##### PROVIDED ENTRIES #####

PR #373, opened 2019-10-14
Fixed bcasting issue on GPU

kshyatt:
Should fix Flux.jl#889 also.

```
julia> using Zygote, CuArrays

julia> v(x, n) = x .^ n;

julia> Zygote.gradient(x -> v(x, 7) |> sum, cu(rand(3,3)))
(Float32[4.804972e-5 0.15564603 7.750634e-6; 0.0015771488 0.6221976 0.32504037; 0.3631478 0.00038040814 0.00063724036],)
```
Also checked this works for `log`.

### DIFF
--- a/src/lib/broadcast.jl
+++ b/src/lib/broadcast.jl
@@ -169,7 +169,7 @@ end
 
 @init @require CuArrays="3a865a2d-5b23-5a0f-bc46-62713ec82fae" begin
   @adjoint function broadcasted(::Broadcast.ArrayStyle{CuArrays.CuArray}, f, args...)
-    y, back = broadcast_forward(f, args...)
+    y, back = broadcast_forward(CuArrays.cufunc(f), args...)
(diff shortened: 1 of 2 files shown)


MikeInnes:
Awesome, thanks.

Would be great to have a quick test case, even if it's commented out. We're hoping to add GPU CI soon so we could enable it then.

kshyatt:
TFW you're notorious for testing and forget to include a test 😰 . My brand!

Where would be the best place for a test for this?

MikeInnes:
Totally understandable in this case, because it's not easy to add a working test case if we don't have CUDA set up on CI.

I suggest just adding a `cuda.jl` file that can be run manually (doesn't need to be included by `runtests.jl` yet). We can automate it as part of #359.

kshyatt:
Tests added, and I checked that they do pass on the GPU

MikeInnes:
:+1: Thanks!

#####
##### PROVIDED ENTRIES #####

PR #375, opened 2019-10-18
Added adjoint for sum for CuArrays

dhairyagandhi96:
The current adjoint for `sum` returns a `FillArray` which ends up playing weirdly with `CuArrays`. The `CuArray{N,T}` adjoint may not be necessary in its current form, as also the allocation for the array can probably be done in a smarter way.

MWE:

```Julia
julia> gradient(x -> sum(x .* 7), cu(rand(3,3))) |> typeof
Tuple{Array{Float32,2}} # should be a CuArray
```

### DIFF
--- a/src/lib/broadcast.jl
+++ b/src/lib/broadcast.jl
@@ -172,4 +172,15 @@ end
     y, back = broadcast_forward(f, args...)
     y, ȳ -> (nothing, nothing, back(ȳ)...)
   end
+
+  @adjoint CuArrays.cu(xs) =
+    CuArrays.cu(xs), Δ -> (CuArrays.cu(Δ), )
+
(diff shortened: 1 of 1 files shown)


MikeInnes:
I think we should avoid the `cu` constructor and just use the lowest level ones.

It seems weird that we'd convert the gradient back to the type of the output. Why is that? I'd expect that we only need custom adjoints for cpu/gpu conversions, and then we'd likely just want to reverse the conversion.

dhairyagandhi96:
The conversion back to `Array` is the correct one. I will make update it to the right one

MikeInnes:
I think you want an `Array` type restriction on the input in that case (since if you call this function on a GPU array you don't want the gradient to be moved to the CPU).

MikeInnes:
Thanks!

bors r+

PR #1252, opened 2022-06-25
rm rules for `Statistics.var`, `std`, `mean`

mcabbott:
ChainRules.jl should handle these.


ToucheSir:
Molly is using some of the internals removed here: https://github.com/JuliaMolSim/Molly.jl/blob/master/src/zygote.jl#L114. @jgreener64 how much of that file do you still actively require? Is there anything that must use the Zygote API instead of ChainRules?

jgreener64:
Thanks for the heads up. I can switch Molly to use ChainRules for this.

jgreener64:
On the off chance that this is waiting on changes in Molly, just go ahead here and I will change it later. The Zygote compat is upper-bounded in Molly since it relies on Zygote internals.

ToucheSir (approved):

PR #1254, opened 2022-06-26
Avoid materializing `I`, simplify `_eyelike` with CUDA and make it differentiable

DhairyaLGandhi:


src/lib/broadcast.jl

#####

ACTION ITEM =
Scan the entries above. Copy each line that has the string "Zygote".

YOUR SOLUTION =
julia> using Zygote, CuArrays
julia> Zygote.gradient(x -> v(x, 7) |> sum, cu(rand(3,3)))
Molly is using some of the internals removed here: https://github.com/JuliaMolSim/Molly.jl/blob/master/src/zygote.jl#L114. @jgreener64 how much of that file do you still actively require? Is there anything that must use the Zygote API instead of ChainRules?
On the off chance that this is waiting on changes in Molly, just go ahead here and I will change it later. The Zygote compat is upper-bounded in Molly since it relies on Zygote internals.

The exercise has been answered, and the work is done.